If requested, our staff will assist you in obtaining a pre-estimate of treatment fees,
which can be sent to your insurance company for confirmation of your
coverage. This will enable you to plan ahead and arange your finances accordingly, before commencing
with treatment.
Is
there a charge for missed appointments?
We value your time and an appointment is made
and the time is set aside especially for you to receive the necessary
treatment. We ask that you give us 48 hours notice to change or cancel
your appointment. Please
note that if 48 hours notice is not provided to us, a charge of $50.00
will be added to your account for any and all missed appointments.
Medical versus Dental Disease
Although medical disease can be both unpredictable and catastrophic,
most dental diseases are preventable. Preventive care, which includes
having regular checkups and cleanings, is the key to maintaining your
dental oral health. Regular visits to your dentist can lead to problems
being diagnosed early and treated without extensive testing or
elaborate and expensive procedures. In effect, this keeps dental care
costs much lower than those for medical care.
What routine corrective treatment is covered by your dental plan?
This is a question that most patients want and answer to! What
share of the costs will be yours? While preventive care does decrease
the risk of serious dental disease, additional treatment may be
required to ensure optimal health. A broad range of treatment can be
defined as routine. Most, but not all, plans cover 70 percent to 80
percent of such treatment. In some cases, medical plans will actually
cover 100% of the costs.
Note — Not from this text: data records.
PR #344, opened 2021-06-23
Modify Document struct Components tag to use lower case 'component'

rxl7906:
The Grype scanner produces a CycloneDX Vulnerability Document which is in XML output with lower case component tags.

However the "Document" struct from this library has a Components tag that uses an upper case "Component". When the CycloneDX XML output is passed into a Document struct, it results in an empty Components array.

Fixing this issue https://github.com/anchore/grype/issues/345.

Signed-off-by: Robin Li <lrobin@vmware.com>


luhring (approved):
Good catch!

PR #359, opened 2021-07-01
Catch unclean go.sum files in pipeline

### LINKED ISSUE #358: Pipelines allow unclean go.sum files that block our release pipeline
In neither of our primary pipelines (for PRs, and for releases) do we catch "unclean" `go.sum` files, where "unclean" is defined as having excess line items that would not be present after running `go mod tidy`.

We should catch this scenario in our Static Analysis pipeline (which runs for PRs), which is as far upstream we can detect this problem, short of changes to developer environments. We have most of the pieces in place to do this. But since we run our `check-go-mod-tidy` make target after having run `go mod tidy`, we aren't catching the problem. To correctly catch the problem in the Static Analysis pipeline, we need to:

- [x] remove the `go mod tidy` command from the bootstrap step (**Note**: this leaves `go mod download` as the last Go command in the bootstrapping process)
- [x] modify `go-mod-tidy-check.sh` to detect and error out upon finding a diff between _"A"_ and _"B"_, where: _"A"_ is the state of `go.sum` after running **`git checkout go.sum`**, and _"B"_ is state of `go.sum` after running **`go mod tidy`**. (**Note**: We need to ensure no destructive git changes, since developers can run this script on their local environments.)

Additionally, a change is needed in the Release worfklow. It's possible that the bootstrapping process can leave an "unclean" `go.sum` file on disk via a known [bug](https://github.com/golang/go/issues/45332) with `go mod download`. This file would get "tidied" when goreleaser begins to execute. However, this would put git into a dirty state, and a dirty git state would cause gorelease not to release (as we expect). (Note: It looks like this `go mod download` bug has been fixed and [backported to Go 1.16.5](https://github.com/golang/go/issues?q=milestone%3AGo1.16.5+label%3ACherryPickApproved+go.sum).)

- [x] Run the `go mod tidy` command just before invoking goreleaser

luhring:
Fixes #358 

This PR, once merged, is expected to unblock Grype's release process.

### DIFF
--- a/.github/scripts/go-mod-tidy-check.sh
+++ b/.github/scripts/go-mod-tidy-check.sh
@@ -1,19 +1,13 @@
 #!/usr/bin/env bash
 set -eu
 
-BACKUPS_DIR=$(mktemp -d "TEMP-backups-XXXXXXXXX")
-GIT_HEAD_STATE_DIR=$(mktemp -d "TEMP-git-head-state-XXXXXXXXX")
+ORIGINAL_STATE_DIR=$(mktemp -d "TEMP-original-state-XXXXXXXXX")
 TIDY_STATE_DIR=$(mktemp -d "TEMP-tidy-state-XXXXXXXXX")
 
-trap "cp -v ${BACKUPS_DIR}/* ./ && rm -fR ${BACKUPS_DIR} ${GIT_HEAD_STATE_DIR} ${TIDY_STATE_DIR}" EXIT
+trap "cp -v ${ORIGINAL_STATE_DIR}/* ./ && rm -fR ${ORIGINAL_STATE_DIR} ${TIDY_STATE_DIR}" EXIT
 
-echo "Backing up files from working tree..."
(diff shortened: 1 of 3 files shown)


.github/scripts/go-mod-tidy-check.sh
```diff
@@ -1,27 +1,37 @@
 #!/usr/bin/env bash
-set -u
+set -eu
```
wagoodman, line 2: may need to confirm this: if you `set -e` doesn't that prevent trap functionality for exit? (You may need to also add the `ERR` trap)

luhring: The trap command will still be executed, regardless of exiting with an error or exiting cleanly — is that what you mean?

wagoodman: cool, couldn't remember, wanted to double check 👍

wagoodman (approved):

PR #365, opened 2021-07-12
Always include severity in cyclonedx ratings

### LINKED ISSUE #364: cyclonedx doesn't report severity if feed has no CVSS
**What happened**:
When scanning `nginx:1.16`, based on debian:10 (or any image where the CVEs are in a non-RHEL namespace) the cyclonedx report has empty `<v:ratings></v:ratings>` because the feed has no CVSS info, even though CVE metadata does include a severity.

If CVE metadata includes severity, the cyclonedx should include 
```xml
<v:ratings>
  <v:rating>
    <v:severity>VALUE</v:severity>
  </v:rating>
</v:ratings>
```

`grype nginx:1.16 -o cyclonedx | grep rating`

Severity is checked inside a cvss loop (https://github.com/anchore/grype/blob/main/grype/presenter/cyclonedx/vulnerability.go#L103-L110). If metadata.Cvss is empty, a rating with only severity could be constructed.

`-o table` output does report the severity in the absence of cvss

**Environment**:
Application:          grype
Version:              0.13.0
BuildDate:            2021-06-02T01:57:12Z
GitCommit:            3d21b8397d65770d292184b09a4f676bce6f3ec8
GitTreeState:         clean
GoVersion:            go1.16.4
Compiler:             gc
Supported DB Schema:  3

xtreme-conor-nosal:
Some feeds don't include CVSS but still report severity of a CVE

Fix #364 and #366

### DIFF
--- a/grype/presenter/cyclonedx/vulnerability.go
+++ b/grype/presenter/cyclonedx/vulnerability.go
@@ -36,7 +36,7 @@ type Source struct {
 
 // Rating has information about the intensity of a vulnerability
 type Rating struct {
-	Score    Score  `xml:"v:score"`
+	Score    *Score `xml:"v:score,omitempty"`
 	Severity string `xml:"v:severity,omitempty"`
 	Method   string `xml:"v:method,omitempty"`
 	Vector   string `xml:"v:vector,omitempty"`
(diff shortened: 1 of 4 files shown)


grype/presenter/cyclonedx/vulnerability.go
```diff
@@ -91,24 +103,17 @@ func NewVulnerability(m match.Match, p vulnerability.MetadataProvider) (Vulnerab
...
+
 		method, err := cvssVersionToMethod(cvss.Version)
-		if err != nil {
+		if err == nil {
+			rating.Method = method
+			rating.Vector = cvss.Vector
+		} else {
 			log.Errorf("unable to parse CVSS version: %v", err)
 			// do not halt execution if one CVSS fails to provide an accurate Version
-			continue
```
wagoodman, line 98: was dropping this continue statement intentional?

wagoodman:
@xtreme-conor-nosal good update overall 🥇  , thanks for the contribution!

I added a test to this branch that covers at least the cases that a rating is minimally included even if there is no CVSS information provided --we can build on test cases here even if the cases I added ends up being deleted (based on the below potential changes).

I think a small change may be in order here so that the cycloneDX report is more accurate. In hindsight it doesn't make sense to report out the same severity for each CVSS discovered (something that was introduced before this PR to be clear), but instead, we should report out severity on a rating only when we positively have that value.

To be more specific:
1. We should probably change the `for _, cvss := range metadata.Cvss {...}` loop to **_not_** report out `severity`, since the `CVSS` struct does not have severity (and the metadata severity may conflict with the CVSS value). A future enhancement could use the CVSS information itself to infer severity, but there is no need to do that now (if we do this, it should be a follow up PR).
2. We should report out a separate `Rating` instance to report out only the `Severity` field populated (and no other fields).  This implies that the `Rating.Score` object should now have an `,omitempty` struct tag.

Let me know what you think, @xtreme-conor-nosal .

grype/presenter/cyclonedx/vulnerability.go
xtreme-conor-nosal: Yes, so the rating can still be appended with the severity and score (on the assumption that partial data is better than no data)

wagoodman (approved):
Thanks for the extra lift on the refactor opportunity --looks great 👍

PR #367, opened 2021-07-12
Omit empty scores from cyclonedx report

### LINKED ISSUE #366: cyclonedx reports a score of 0 if CVE has no CVSS
**What happened**:
While working on https://github.com/anchore/grype/issues/364 to report severity in the absence of CVSS, the serialized rating includes a Score object because the serialization hints do not `omitempty`.

Reporting a score of 0 seems misleading, so I would expect an empty score to be omitted.

with https://github.com/anchore/grype/pull/365 `grype nginx:1.16 -o cyclondex | grep -A5 -i score`

I'm not sure if this issue would come up without 365 (i.e. a CVSS that does not include a score), but the cyclonedx spec considers all fields optional.

xtreme-conor-nosal:
Fixes #366

Signed-off-by: Conor Nosal <cnosal@vmware.com>

### DIFF
--- a/grype/presenter/cyclonedx/vulnerability.go
+++ b/grype/presenter/cyclonedx/vulnerability.go
@@ -36,7 +36,7 @@ type Source struct {
 
 // Rating has information about the intensity of a vulnerability
 type Rating struct {
-	Score    Score  `xml:"v:score"`
+	Score    Score  `xml:"v:score,omitempty"`
 	Severity string `xml:"v:severity,omitempty"`
 	Method   string `xml:"v:method,omitempty"`
 	Vector   string `xml:"v:vector,omitempty"`
@@ -44,9 +44,9 @@ type Rating struct {
 
 // Score provides the different ways to measure how serious a vulnerability is
 type Score struct {
-	Base           float64 `xml:"v:base"`
-	Impact         float64 `xml:"v:impact"`
-	Exploitability float64 `xml:"v:exploitability"`
+	Base           float64 `xml:"v:base,omitempty"`
+	Impact         float64 `xml:"v:impact,omitempty"`
+	Exploitability float64 `xml:"v:exploitability,omitempty"`
 }
 
 // Advisories holds all the links for a vulnerability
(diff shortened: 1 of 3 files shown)


grype/presenter/cyclonedx/vulnerability.go
```diff
@@ -36,17 +36,17 @@ type Source struct {
 
 // Rating has information about the intensity of a vulnerability
 type Rating struct {
-	Score    Score  `xml:"v:score"`
+	Score    Score  `xml:"v:score,omitempty"`
```
wagoodman, line 39: Since the type of the `Score` field is not a pointer, this struct tag essentially has no effect. For it to be truly optional we would need to change from `Score` to `*Score`.

grype/presenter/cyclonedx/vulnerability.go
```diff
@@ -36,17 +36,17 @@ type Source struct {
...
 	Method   string `xml:"v:method,omitempty"`
 	Vector   string `xml:"v:vector,omitempty"`
 }
 
 // Score provides the different ways to measure how serious a vulnerability is
 type Score struct {
-	Base           float64 `xml:"v:base"`
-	Impact         float64 `xml:"v:impact"`
-	Exploitability float64 `xml:"v:exploitability"`
+	Base           float64 `xml:"v:base,omitempty"`
```
wagoodman, line 47: I'm a little torn on making `Base` optional, though the [cycloneDX vuln extension spec](https://cyclonedx.org/schema/ext/vulnerability/1.0) does list it as optional, if a score (the struct) is provided at all, the base score is semantically non-optional.

grype/presenter/cyclonedx/vulnerability.go
xtreme-conor-nosal: In my testing it did have an effect once the fields inside Score had omitempty, but I can double check that. Or would you prefer the pointer either way to be more explicit that the struct might not be present?

xtreme-conor-nosal:
Closing due to overlap with #365

PR #371, opened 2021-07-20
Bump grype-db version to remove branch strategy

### LINKED ISSUE #369: Integrate latest grype-db change (branch-removal) with grype

wagoodman:
This PR makes the appropriate changes to incorporate https://github.com/anchore/grype-db/pull/31 

This includes:
- now grype directly uses the grypeDB reader provided (the store abstraction has been removed)
- namespace determination is now provided by grype-db, so has been deleted from grype

Additionally adds a python script to assert that only one schema version is being used at a time. Note: this adds the requirement that python2 or python3 be on the system running static analysis checks.

Closes #369


test/validate-grype-db-schema.py
```diff
@@ -0,0 +1,50 @@
...
+            print("  %s" % location)
+    print()
+
+
+def validate(schema_to_locations):
+    schema_versions_found = schema_to_locations.keys()
+    try:
+        for x in schema_versions_found:
+            int(x)
+    except Exception:
```
luhring, line 23: (not a Python expert by any means 😄 ) Is catching a bare `Exception` something that we should try to avoid?

luhring (commented):
Looks good — had one question for you, though

test/validate-grype-db-schema.py
wagoodman: yup 👍 I'll scope this a bit narrower

luhring (approved):

PR #391, opened 2021-08-19
Support gomod configuration in goreleaser

xtreme-conor-nosal:
goreleaser added support for a `gomod.proxy` configuration stanza in [v0.162.0](https://github.com/goreleaser/goreleaser/commit/8306b946d3ee38a25d30c46bcaa7b12071a7256e)

The [docs](https://goreleaser.com/customization/gomod/) indicate --snapshot will ignore the setting so the flag is replaced with the implied `--skip-publish --skip-validate --skip-announce`.

I looked into adding an explicit proxy config into .goreleaser.yaml, but it appears the goreleaser cli doesn't allow for dynamic overrides. --config is repeatable, but the second file replaces the config instead of merging.

`make bootstrap build` should behave the same, but these changes allow for:

`
make bootstrap

echo "gomod:
  proxy: true
  env:
  - GOPROXY=myproxy.com" >> .goreleaser.yaml

make build
`
  

Signed-off-by: Conor Nosal <cnosal@vmware.com>


xtreme-conor-nosal:
The test is failing because the runner checks out the repo with `no-tags` , and `goreleaser release` expects a tag to be present for non-snapshot builds.

Without fully knowing how you use `make snapshot` internally, would it be reasonable for that task to invoke `goreleaser build` instead of `goreleaser release`? Or update `make build` to invoke `goreleaser build` instead of `snapshot` ?

wagoodman:
@xtreme-conor-nosal using `goreleaser build` is a great idea --I pushed your suggestion to the branch.

Additionally I rebased and bumped to the version of goreleaser to the latest version as of today.

wagoodman (approved):
Thanks for the update! Shout out if the adjustments I made negatively affect your use case and we can adjust.

PR #392, opened 2021-08-20
Bump untar file size threshold

wagoodman:
Today the tar helper is used to extract grype DB files from archives. However, it is possible for the grype DB to reach large sizes on development builds (up to 2GB currently). For this reason the maximum allowable file size in a tar needs to be raised (this threshold exists today to mitigate decompression bomb attacks).

### DIFF
--- a/internal/file/tar.go
+++ b/internal/file/tar.go
@@ -15,8 +15,8 @@ const (
 	KB = 1 << (10 * iota)
 	MB
 	GB
-	// Why 5GB? This is somewhat of an arbitrary threshold, however, we need to keep this at at minimum 2GB
-	// to accommodate possible grype DB sizes.
+	// limit the tar reader to 5GB per file to prevent decompression bomb attacks. Why 5GB? This is somewhat of an
+	// arbitrary threshold, however, we need to keep this at at minimum 2GB to accommodate possible grype DB sizes.
 	decompressionByteReadLimit = 5 * GB
 )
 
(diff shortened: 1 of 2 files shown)


internal/file/tar.go
```diff
@@ -93,3 +95,13 @@ func UnTarGz(dst string, r io.Reader) error {
 		}
 	}
 }
+
+func copyWithLimits(writer io.Writer, reader io.Reader, byteReadLimit int64, target string) error {
+	// limit the tar reader to 5GB per file to prevent decompression bomb attacks
```
luhring, line 100: I think the code would be more clear without this comment, actually. It looks like the "5GB" value has been parametrized, not set explicitly in this scope. And the comment above for `decompressionByteReadLimit` does a nice job of explaining this value's motivation 🙌

internal/file/tar.go
```diff
@@ -93,3 +95,13 @@ func UnTarGz(dst string, r io.Reader) error {
 		}
 	}
 }
+
+func copyWithLimits(writer io.Writer, reader io.Reader, byteReadLimit int64, target string) error {
```
luhring, line 99: I've had a bit of trouble figuring out what `target` is, after looking at this function and its tests. Is this a file path?

luhring (changes requested):

internal/file/tar.go
wagoodman: looks like I migrated the code without updating the comment --I'll update

internal/file/tar.go
wagoodman: it is a path within the archive, I'll adjust the name

luhring (approved):
Looks great! Thanks!

Issue #709, opened 2022-04-05
Consistent sort order for grype output


exortech:
**What would you like to be added**:
It would be fantastic if the output produced by grype was consistently ordered. It does appear to be sorted by NAME, but a secondary sort by VULNERABILITY would ensure that the output is rendered consistently across runs.

**Why is this needed**:
We commit the output of our grype runs to version control after updating dependencies. The inconsistent sorting creates unnecessarily complex diffs.

freedom-isnotanarchy:
I agree with the value of this enhancement. The proposed "consistently  rendered output", any consistent sort whatsoever, makes diffs possible.

adriens:
Also, is sorted from `Critical`-> Negligible` it would make `| head`` much more interesting as people usually are looking for the worst one.

So finally it leads to make `grype` more efficient for end user :muscle: :pray:

spiffcs:
Thanks for the issue @exortech! This looks like a pretty good option for a community PR or first issue if anyone on this thread wants to take a stab. If not I'll try and get around to this as soon as I have some time.

maqzee-git:
➕ 1️⃣ for this one

spiffcs:
I've added a PR to this issue for the table sort - if that's what we're looking for I'll go ahead and get one added for machine readable formats

PR #1403, opened 2023-07-26
feat: implement secondary sorting for default json output

spiffcs:
## Follow up to https://github.com/anchore/grype/pull/1400

Another submission for #709 

Implements the new table sorting secondary sort for the default json output.

There is a small side effect which influences the template presenter since it uses the same sorting interface as the json output.

### For reviewer

Do you think we should do the same here for sarif and cyclonedx? I'm unsure here and only have made changes for formats we have agency over at the moment (table, json, template).

### DIFF
--- a/grype/presenter/models/match.go
+++ b/grype/presenter/models/match.go
@@ -60,30 +60,36 @@ func newMatch(m match.Match, p pkg.Package, metadataProvider vulnerability.Metad
 	}, nil
 }
 
-var _ sort.Interface = (*ByName)(nil)
+var _ sort.Interface = (*MatchSort)(nil)
 
-type ByName []Match
+type MatchSort []Match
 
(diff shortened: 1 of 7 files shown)


grype/presenter/models/match.go
```diff
@@ -60,30 +60,36 @@ func newMatch(m match.Match, p pkg.Package, metadataProvider vulnerability.Metad
 	}, nil
 }
 
-var _ sort.Interface = (*ByName)(nil)
+var _ sort.Interface = (*MatchSort)(nil)
```
spiffcs, line 63: Renamed since there is more than just `ByName` being sorted here. This is now the default match sort. We can always enhance this by adding other sort methods that a user could influence via flag or config option

willmurphyscode (approved):

PR #1408, opened 2023-07-29
fix: prevent hang if stderr is tty but stdout is not

willmurphyscode:
Previously, invocations of grype could hang if, for example, stdout was redirect but stderr was a TTY. Fall back to non-fancy GUI if either stdout or stderr is not a TTY, instead of only when both are directed.

## Manual testing done

```
# hangs forever:
❯ cat <(grype alpine:latest | head -n 1) <(grype alpine:latest | rg binary)
^C
# runs correctly:
❯ cat <(go run cmd/grype/main.go alpine:latest | head -n 1) <(go run cmd/grype/main.go alpine:latest | rg binary)
NAME        INSTALLED  FIXED-IN  TYPE  VULNERABILITY  SEVERITY
```

I believe this is same problem that affects syft, see https://github.com/anchore/syft/issues/1439 and https://github.com/anchore/syft/pull/1977

### DIFF
--- a/cmd/grype/internal/ui/select.go
+++ b/cmd/grype/internal/ui/select.go
@@ -19,7 +19,7 @@ import (
 func Select(verbose, quiet bool) (uis []clio.UI) {
 	isStdoutATty := term.IsTerminal(int(os.Stdout.Fd()))
 	isStderrATty := term.IsTerminal(int(os.Stderr.Fd()))
-	notATerminal := !isStderrATty && !isStdoutATty
+	notATerminal := !isStderrATty || !isStdoutATty
 
 	switch {
 	case runtime.GOOS == "windows" || verbose || quiet || notATerminal || !isStderrATty:


willmurphyscode:
I'm reconsidering this fix, because:

```
❯ go run cmd/grype/main.go alpine:latest | rg python

❯ grype alpine:latest | rg python
 ✔ Loaded image                                                                                                                                                     alpine:latest
 ✔ Parsed image                                                                                           sha256:5053b247d78b5e43b5543fec77c856ce70b8dc705d9f38336fa77736f25ff47c
 ✔ Cataloged packages              [16 packages]
 ✔ Scanned for vulnerabilities     [4 vulnerabilities]
   ├── 0 critical, 0 high, 0 medium, 0 low, 0 negligible (4 unknown)
   └── 4 fixed
```

It's nice to get the stderr stuff when doing a simple pipe. Maybe there's a better approach?

Issue #811, opened 2022-06-27
feat: use ghsa to improve matching for cpes


cpendery:
Another thing which might potentially be useful (and should probably be configurable on individual ecosystem matcher level) could be if we find an NVD match and that CVE has a GHSA for another ecosystem (and the eocsystem we're matching for is supported by GitHub) we filter it out.  Hopefully that makes sense but if not I can try and explain it better.

_Originally posted by @westonsteimel in https://github.com/anchore/grype/issues/390#issuecomment-1052132016_

cpendery:
I wanted to keep track of this idea when my pr closes its source issue in order to investigate in the future

westonsteimel:
Yes, so I'm already working on a feature for this internally.  It will be configurable to define some hierarchy of namespaces which should be considered authoritative.  I'll let you know when I'm ready with it and you can try it out.

PR #1412, opened 2023-08-02
feat: disable CPE-based matching for GHSA ecosystems by default

westonsteimel:
Disables CPE-based matching for ecosystems which are covered by GitHub Security Advisories.  Also adds a separate rust matcher and related configuration to allow configuring CPE-based matching off for rust packages while still leaving it enabled for anything falling into the stock matcher.

Fixes: #811


spiffcs:
Added blocked for now so that we investigate the quality gate a bit more to see why this is passing when we expect a failure given the number of false negatives

wagoodman (approved):

PR #1418, opened 2023-08-04
chore: use syft v0.86.1 in the quality gate tests

westonsteimel:
This ensures the CPE dict enhancements are taken into account for future quality gate comparisons.  This should wait until https://github.com/anchore/vulnerability-match-labels/pull/92 makes it in


spiffcs:
https://github.com/anchore/vulnerability-match-labels/pull/92 was merged with the new base runner for extra disk space - we can now kick off these workflows to get them merged for grype (also with a larger disk for the GH actions runner)

spiffcs (approved):

PR #1434, opened 2023-08-15
fix: update semver regular expression constraint to allow for 1.20rc1 cases no '-'

spiffcs:
### Summary
Related to https://github.com/anchore/grype-db/pull/145

Grype was seeing issues where semantic versions like `1.20rc1` would fall into the fuzzy matcher and not use the correct `Satisfied` method. This PR updates the regex so that cases without the dash will be considered by the semantic version matcher while still preserving the openssl fuzzy matcher gate of checking cases like `1.20.0a-rc0`

Note - should these cases NOT use the semantic matcher there is a chance the fuzzy matcher is behaving incorrectly:
https://github.com/anchore/grype/blob/main/grype/version/fuzzy_constraint_test.go needs an extra look in a separate PR to account for cases that are not valid semver.

TOOO:
- [x] Add example python and openssl test cases to the fuzzy constraint harness to protect against regressions


westonsteimel (approved):
Thanks for diving into this one for me @spiffcs .

Issue #1435, opened 2023-08-15
I would like a legacy.Execute() without the os.Exit(1)


harve106:
**What would you like to be added**:
These lines of code in github.com\anchore\grype@v0.65.1\cmd\grype\cli\legacy\cmd.go
```
func ExecuteNoExit() {
	if err := rootCmd.Execute(); err != nil {
		_ = stderrPrintLnf(err.Error())
	}
}
```
**Why is this needed**:
I need it in order to use this function as I would the command line app because it's way easier to screen scrape than to go through APIs for simple usage

harve106:
I have a PR that implements the functionality I would like with your old method of calling Execute(), https://github.com/anchore/grype/pull/1436

kzantow:
Hi @harve106, the aforementioned PR has been merged and you can run grype CLI using this code:
```go
package main

import (
	"fmt"
	"github.com/anchore/clio"
	"github.com/anchore/grype/cmd/grype/cli"
)

func executeGrype() {
	cmd := cli.Command(clio.Identification{
		Name:    "my-app-name",
		Version: "[not provided]",
	})
	_ = cmd.Execute()
}

func main() {
	executeGrype()
	fmt.Println("post-execute")
}
```
It does not call `os.Exit`.

However, I think it would be better to use Grype as a library. I took a stab at this and ended up running into a few issues, but would suggest we look at how to improve the experience of using Grype as a library. Could you expand on your use case at all?

tgerla:
Hey @harve106, we'll go ahead and close this issue out but please feel free to let us know if you need any more help here. Thanks!

PR #1436, opened 2023-08-15
Added ExecuteNoExit that executes without calling exit afterwards

harve106:
#1435 
Signed-off-by: Kyle Harvey <harve106@purdue.edu>

### DIFF
--- a/cmd/grype/cli/legacy/cmd.go
+++ b/cmd/grype/cli/legacy/cmd.go
@@ -45,6 +45,12 @@ func Execute() {
 	}
 }
 
+func ExecuteNoExit() {
+	if err := rootCmd.Execute(); err != nil {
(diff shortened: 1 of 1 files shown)


kzantow:
Thanks for the contribution @harve106 , but I'm going to close this PR as there is now a simple way to accomplish the same thing by using code like this sample:
```go
package main

import (
	"fmt"
	"github.com/anchore/clio"
	"github.com/anchore/grype/cmd/grype/cli"
)

func executeGrype() {
	cmd := cli.Command(clio.Identification{
		Name:    "my-app-name",
		Version: "[not provided]",
	})
	_ = cmd.Execute()
}

func main() {
	executeGrype()
	fmt.Println("post-execute")
}
```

Please be aware, that all patients are
responsible for any and all remaining costs that are not covered by
your dental plan.
Examples of routine care include:
Restorative
care - amalgam and composite resin fillings and stainless steel
crowns on primary teeth
Endodontics
- treatment of root canals and removal of tooth nerves
Oral
Surgery - tooth removal (not including bony impaction) and
minor surgical procedures such as tissue biopsy and drainage of
minor oral infections
Periodontics
- treatment of uncomplicated periodontal disease including, but not limited to, scaling,
root planning and management of acute infections or lesions
Prosthodontics - repair
and/or relining or reseating of existing dentures and bridges
It is imperative that you understand what routine dental care is covered by your plan, and
what percentage of the costs you will be responsible for paying.
Will
your Dental plan allow for referrals to specialists?
Some plans
limit referrals to specialists. Your dentist may be required to
refer you to a limited selection of specialists who have been contracted
with the plan's third party. You may also be required to get permission
from the plan administrator before being referred
to a specialist. If you choose a plan with these limitations, make
sure qualified specialists are available in your area.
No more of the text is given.